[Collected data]
PR #530, opened 2017-12-07
A round of clippy suggestions

shaleh:


rust_src/src/crypto/mod.rs
```diff
@@ -106,16 +106,14 @@ fn get_coding_system_for_buffer(
     if LispObject::from(unsafe { globals.f_Vcoding_system_for_write }).is_not_nil() {
         return LispObject::from(unsafe { globals.f_Vcoding_system_for_write });
     }
-    if LispObject::from(buffer.buffer_file_coding_system).is_nil() || LispObject::from(unsafe {
+    if (LispObject::from(buffer.buffer_file_coding_system).is_nil() || LispObject::from(unsafe {
```
birkenfeld: I would actually pull out this whole condition.

rust_src/src/vector_macros.rs
```diff
@@ -1,6 +1,6 @@
 macro_rules! offset_of {
     ($ty:ty, $field:ident) => {
-        &(*(0 as *const $ty)).$field as *const _ as usize
+        &(*(ptr::null() as *const $ty)).$field as *const _ as usize
```
birkenfeld: The `as *const $ty` should not be needed.

rust_src/src/vectors.rs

_Task prompt_
Looking at the records above, how many lines contain "LispObject"? Only the number is needed.

_Solution to the problem_
4